→ **What is expected**: What you give back should match the listing word for word.

→ **Provided information**:
/---
PR #122, opened 2019-12-11
Move VectorPipe examples from azavea/osmesa

CloudNiner:
# Overview

Add stream processing examples with `Source`, `Changeset`, etc to `vectorpipe.examples`. These examples lived in [azavea/osmesa](https://github.com/azavea/osmesa) but were moved here as part of https://github.com/azavea/osmesa/pull/177 since they really demonstrate VectorPipe functionality.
\---
→ **Expected answer**:
PR #122, opened 2019-12-11
Move VectorPipe examples from azavea/osmesa

CloudNiner:
# Overview

Add stream processing examples with `Source`, `Changeset`, etc to `vectorpipe.examples`. These examples lived in [azavea/osmesa](https://github.com/azavea/osmesa) but were moved here as part of https://github.com/azavea/osmesa/pull/177 since they really demonstrate VectorPipe functionality.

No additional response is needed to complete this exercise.